阅读作品,不难发现,在胡润芝笔下一切皆是精神想像与生活感受合成的凝聚,画家不把自然物象真实面貌的陈列作为目的,而是经过“心源”过滤后的心灵化的笔墨阐释;在历经坎坷磨难之后,他的笔墨语言显得苍桑老到,更多的是“干裂秋风”和枯笔破墨,特定时代的风雨冰霜,让他的心境自然是彷徨茫然的,笔墨则顺势而生,充满焦虑、苦涩与扭曲,当然,这也是心境的必然流露;约于八十年代以后,政治阴霾一扫殆尽,画家心情愉快,此时的笔墨在“心无挂碍”与“无羁绊”中,心手一致,用笔用墨如“润含春雨”,节奏、韵律与力度流畅舒展,尽显“小中见大”、“平中见奇”的奇趣与智慧,且画面气氛愈加平稳、祥和、温情;显而易见,画家在不同历史阶段的笔墨意味与形态,无不是对自我心态、情怀的平衡与安慰。
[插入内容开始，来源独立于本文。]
PR #2518, opened 2025-08-23
Add required `--semconv-version` to TLDR example

smortex:
The "ECS Tooling Usage" guide has a "TLDR example" to get started.  It needs to be adjusted by the user to generate templates, but since 009caf435b0a5330ef0b935c81e7146d3ea8a4e4, the user also have to provide a value for the `--semconv-version` required parameter.  Unfortunately, nothing is told about this parameter in that file, leading the user with a cryptic:

```
  File "./ecs/scripts/generator.py", line 144, in <module>
    main()
  File "./ecs/scripts/generator.py", line 46, in main
    raise KeyError("OTel Semantic Conventions version has not been provided as a config option '--semconv-version'")
KeyError: "OTel Semantic Conventions version has not been provided as a config option '--semconv-version'"
```

Adjust the example to make bootstraping a custom config easier.

Only the first example is adjusted in this PR, as it makes examples more verbose and I assumed the user would find how to quickly fix the issue when they follow the guide bottom-down.  On request, I can adjust the PR to fix the other examples for correctness, or adjust the script so that it loads the version from that file if not provided.


mjwolf (approved):
Looks good, thanks for the contribution!

Issue #2522, opened 2025-09-03
New `event.category` for device events


ricardo-estc:
**Summary**

Elastic Defend is expanding its data collection capabilities to include peripheral device connection events. Currently existing values for the event.category field don't categorize device-related events such as USB devices, external storage, input devices, and other peripherals being connected or disconnected from hosts. Adding a dedicated category will provide clear distinction for device related events.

在存世的数百幅遗作中,在作品心象表达、意象形态、整体意蕴中,我们看到画家在人生顺逆中的冷静与超脱,“不以物喜、不以己悲”,在率性的笔墨挥洒与演绎中,墨色的元气淋漓与气韵的氤氲中,在笔线的茁壮与随性驱使中,分明暗含着很高的热忱和激情。创作中,他以豪迈的激情,把眼中看到的物象,经过呕心沥血的过滤和直觉的把握,使之展开为感性生动的生命形式,把激情化为阳刚与“郁勃”的力度,使笔下的大写意成为情绪的渲泄、艺术生命不衰的生命诗性图景展现。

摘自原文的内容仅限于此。